Ohne den Namen des Modells kann man dir wenig helfen. :I
Google nach der _exakten_ Modellbezeichnung deines Routers und portforward, also z.B. &#8222;Siemens Gigaset SE515 portforward&#8220;.

Auf portforward.com gibt es detaillierte, bebilderte Anleitung für sehr viele Routertypen und einzelne Programme, deren Ports man forwarden muß. Eine ähnlich umfangreiche und gute Seite, die nicht auf englisch ist, kenne ich leider nicht.


----------



## kikonator (30. Juli 2007)

Vielen Dank für den Tipp ich habe die anweisungen befolgt und kmeine IP adresse da eingegeben aber da erscheint "Server nicht gefunden" obwohl die I-net Verbindnung steht oder erneut nur die startseite!
Zur Info ich habe :
Siemens GigasetSE505


----------



## Mondenkynd (30. Juli 2007)

kikonator schrieb:


> Vielen Dank für den Tipp ich habe die anweisungen befolgt und kmeine IP adresse da eingegeben aber da erscheint "Server nicht gefunden" obwohl die I-net Verbindnung steht oder erneut nur die startseite!
> Zur Info ich habe :
> Siemens GigasetSE505



Also dann würde ich sagen: *format c:*


----------



## kikonator (30. Juli 2007)

was meinst du mit format c:?????????????


----------



## revbalthazar (30. Juli 2007)

Dann ist die Ip Adresse deines routers nicht mehr die, die als Standard eingstellt ist.

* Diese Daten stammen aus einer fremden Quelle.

PR #2768, opened 2021-05-13
docs: Edit "Basic usage" page

pierwill:
Makes edits throughout for clarity, concision, and formatting.

Moves the help section to the bottom of the page.

Uses the block quote syntax for the note on disabling automatic self-updates.


kinnison (approved):
I like this rework.  Thank you for your effort.

I shall merge this after 1.24.2 is released.

PR #2772, opened 2021-05-16
Update windows.rs

asv7c2:
Escape fix


kinnison (approved):
I am embarassed that we missed this, thank you for the fix.

Assuming green CI, I'll merge this after the 1.24.2 effort.

0xPoe:
It looks like the GitHub actions service is out of service! Maybe the test will be triggered after the fix.

PR #2779, opened 2021-05-23
Fix low-memory issue and lower tier platforms with no sysinfo

kinnison:
Lower memory (where 32M might be the bare minimum we can offer the unpacker) or lower-tier platforms which lack sysinfo support (where we default to 32M of unpack RAM) were **hanging** during install.  Turns out this is because we were failing to account for the **release** of the last chunk in an incremental file unpack.  This wasn't a memory leak per-se, but it did mean that the accounting system refused to let the component proceed because it didn't think there was a free chunk to use.

This pair of commits first introduces a test change which demonstrates the issue and then introduces a fix.

If this is merged, we should do a release in order to deal with #2774 asap.

### DIFF
--- a/src/diskio/mod.rs
+++ b/src/diskio/mod.rs
@@ -328,6 +328,10 @@ pub(crate) trait Executor {
 
     /// Query the memory budget to see if a particular size buffer is available
     fn buffer_available(&self, len: usize) -> bool;
+
+    #[cfg(test)]
+    /// Query the memory budget to see how much of the buffer pool is in use
+    fn buffer_used(&self) -> usize;
 }
 
 /// Trivial single threaded IO to be used from executors.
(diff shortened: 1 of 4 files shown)


src/diskio/mod.rs
```diff
@@ -418,9 +422,10 @@ pub(crate) fn write_file_incremental<P: AsRef<Path>, F: Fn(usize)>(
             let len = contents.len();
             // Length 0 vector is used for clean EOF signalling.
             if len == 0 {
+                drop(contents);
```
rbtcollins, line 426: Probably should add a 
`trace_scope!("EOF_chunk", "name": path_display, "len": len);` at the top of this scope.

rbtcollins (commented):
.

kinnison:
Scope trace added, hope that's good now.

rbtcollins:
heh check the timeline... I had already done so :)

chrisduerr:
@kinnison mentioned the potential for a release in order to deal with this. Is a 1.24.3 release planned? If so, I'd be curious if there are any other things blocking it.

kinnison:
@chrisduerr Once #2782 is done I think a new release is plausible.  Assuming Robert has time to review and merge it soon, I'll aim to stage a beta release early in the week.

PR #2782, opened 2021-05-23
install: improve heuristic for deprecation warning

### LINKED ISSUE #2765: Requiring --force-non-host for *-pc-windows-gnu
When I try to install a *-pc-windows-gnu toolchain on Windows, I always get something like
```
error: DEPRECATED: future versions of rustup will require --force-non-host to install a non-host toolchain as the default.
warning: toolchain '1.37.0-x86_64-pc-windows-gnu' may not be able to run on this system.
warning: If you meant to build software to target that platform, perhaps try `rustup target add x86_64-pc-windows-gnu` instead?
```

Does it really make sense to require `--force-non-host` for a GNU toolchain install under Windows? I do not want to cross compile, so I don't think it makes sense to use `rustup target add` instead.

### LINKED ISSUE #2773: --force-non-host warning is too broad
**Problem**
`rustup update stable-msvc` (or other combinations like `nightly-gnu`) on Windows generates a warning:

```
error: DEPRECATED: future versions of rustup will require --force-non-host to install a non-host toolchain as the default.
warning: toolchain 'stable-msvc' may not be able to run on this system.
warning: If you meant to build software to target that platform, perhaps try `rustup target add msvc` instead?
```

**Possible Solution(s)**
Don't warn about installing msvc or gnu on windows.

**Notes**

Output of `rustup --version`: rustup 1.24.2 (755e2b07e 2021-05-12)
Output of `rustup show`:
rustup home:  C:\Users\User\.rustup

installed toolchains
--------------------

stable-x86_64-pc-windows-msvc

active toolchain
----------------

rustc 1.52.0-nightly (fe1bf8e05 2021-02-23)

kinnison:
Nominally this will fix #2773 and fix #2765

Basically adjust the heuristic from just "host != target" to account for Windows a little more.

### DIFF
--- a/src/cli/rustup_mode.rs
+++ b/src/cli/rustup_mode.rs
@@ -962,7 +962,7 @@ fn update(cfg: &mut Cfg, m: &ArgMatches<'_>) -> Result<utils::ExitCode> {
                 let host_arch = TargetTriple::from_host_or_build();
                 if let Ok(toolchain_desc) = ToolchainDesc::from_str(name) {
                     let target_triple = toolchain_desc.target;
-                    if !forced && host_arch.ne(&target_triple) {
+                    if !forced && !host_arch.can_run(&target_triple)? {
                         err!("DEPRECATED: future versions of rustup will require --force-non-host to install a non-host toolchain as the default.");
                         warn!(
                             "toolchain '{}' may not be able to run on this system.",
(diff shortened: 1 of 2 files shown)


rbtcollins (commented):
Does can_run get called with self == other ? 

perhaps a couple of tests?

kinnison:
Good catch re `self==other` - that could happen and would have failed.  I've written a unit test for this and assuming it passes I'll push soon.

kinnison:
@rbtcollins If you're okay with this, I'd like to get it merged and then look at doing another staged beta release so that we can get the fixes out soon.

PR #2783, opened 2021-05-25
Add freebsd CI test suite

GuillaumeGomez:


ci/actions-templates/linux-builds-template.yaml
```diff
@@ -34,7 +34,6 @@ jobs:
           - i686-unknown-linux-gnu        # skip-pr skip-master
           - arm-unknown-linux-gnueabi     # skip-pr skip-master
           - arm-unknown-linux-gnueabihf   # skip-pr skip-master
-          - x86_64-unknown-freebsd        # skip-pr skip-master
```
kinnison: This change is going to cause releases of freebsd to break.

ci/actions-templates/freebsd-builds-template.yaml
```diff
@@ -0,0 +1,83 @@
...
+            #
+            echo "========="
+            echo "Run formatting checks"
+            cargo fmt --all -- --check
+            #
+            echo "========="
+            echo "Run cargo check and clippy"
+            cargo check --all --all-targets
+            git ls-files -- '*.rs' | xargs touch
+            cargo clippy --all --all-targets
```
kinnison: These aren't needed on FreeBSD, they're part of the general checks

kinnison (changes requested):
The way you've done this, we wouldn't get the FreeBSD artifact released properly.  Either the FreeBSD build needs to support the s3 upload or else we need to not use it on the Stable branch and instead just do the cross-build from Linux for that.

GuillaumeGomez:
Updated!

ci/actions-templates/freebsd-builds-template.yaml
```diff
@@ -0,0 +1,73 @@
...
+            rustup default beta
+            #
+            echo "========="
+            echo "Ensure we have the components we need"
+            rustup component add rustfmt
+            rustup component add clippy
+            #
+            echo "========="
+            echo "Run the freebsd check"
+            sh ci/raw_init.sh
```
kinnison: This isn't the ideal script to be running here, you probably meant to use:
```suggestion
            bash ci/run.bash
```

But you'll also need to have set up some environment variables first,

You'll want `TARGET` to be set, `SKIP_TESTS` to be unset/empty, `LIBZ_SYS_STATIC=1` at minimum.

kinnison (changes requested):

ci/actions-templates/freebsd-builds-template.yaml
kinnison: You know, I said *bash* for a reason :D

GuillaumeGomez: Yes but bash wasn't found. Need to install it I guess...

kinnison:
Based on the discussion on Discord, I'd guess that https://github.com/rust-lang/rustup/runs/2787265203?check_suite_focus=true#step:3:2747 is caused by the `unimplemented!()` in https://github.com/rust-lang/rustup/blob/7a051f7f02075b54da58bf59d107b635518b1ba5/src/test.rs#L102-L109 that was identified by @workingjubilee in the channel.

kinnison:
I am going to try and fix things without disabling a bunch of tests, sorry for the noise...

kinnison:
The remaining test failures are because we need a newer `effective-limits` for a newer `sys-info` before we can merge.

kinnison:
I've added a temporary change to a git version of effective-limits to see if that fixes the tests

kinnison:
The test which is failing is not one which fails on my freebsd VM at home.

asomers:
Using a nested VM is awkward, inefficient and expensive (even if it's free for you, it costs money for somebody).  Might I suggest using Cirrus-CI instead?  It natively supports FreeBSD.  You can keep the other OSes on Github Actions if you want.

kinnison:
While this is a clever approach and we may readdress this in the future, I don't feel like we have the energy to pursue it for now.  I'm going to close this PR, but would happily accept someone coming up with a less onerous approach in the future.  Ideally if Github Actions ever add proper BSD support.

Tja nun müßtest du wissen welche Ip Adresse dein Router hat. Dazu solltest du den fragen der dir den eingerichtet hat.


----------



## kikonator (30. Juli 2007)

mach ich dannke


----------



## Isegrim (30. Juli 2007)

Die Auswahl für die verschiedenen Programme beim GigasetSE505 findest du hier. Vorerst reicht es, wenn die Ports für WoW  geforwardet sind. Die bebilderte Anleitung ist eigentlich nicht mißzuverstehen.

Du hast tatsächlich 192.168.1.1 (das ist die ab Werk eingestellte IP des Routers) in die Adressleiste deines Browser eingegeben und bist nicht auf die Weboberfläche des Routers gekommen?


----------



## kikonator (30. Juli 2007)

Vielen Dank für den tipp ich hab die Ip adresse einfach verändert(192.168.2.1) und es ging aber dann hab ich halt die ganze sachen konfiguriert aber es geht trotzdem nicht woran könnte es noch liegen wenn nicht am router und an der firewall
trotzdem DANKE 


			Dieser Inhalt steht nur eingeloggten Mitgliedern zur Verfügung.


----------



## Isegrim (30. Juli 2007)

Hrm ... hast du in diesen Feldern bei dir im Router auch etwas eingetragen?




			Dieser Inhalt steht nur eingeloggten Mitgliedern zur Verfügung.
        



Kannst du einen Screenshot davon machen, wie es bei dir aussieht?


----------



## kikonator (1. August 2007)

JA hab ich :

Ankommender Dienst  	            Der Dienst wird umgeleitet an
Name 	                ext. Port        PC-Name 	int. Port
World of Warcraft 	3724 	       FREDERIK 	3724


----------



## revbalthazar (1. August 2007)

du hast ja geschrieben das du auf deinem rechner noch ne firewall hast, stell diese mal zur Probe aus und starte dann wow.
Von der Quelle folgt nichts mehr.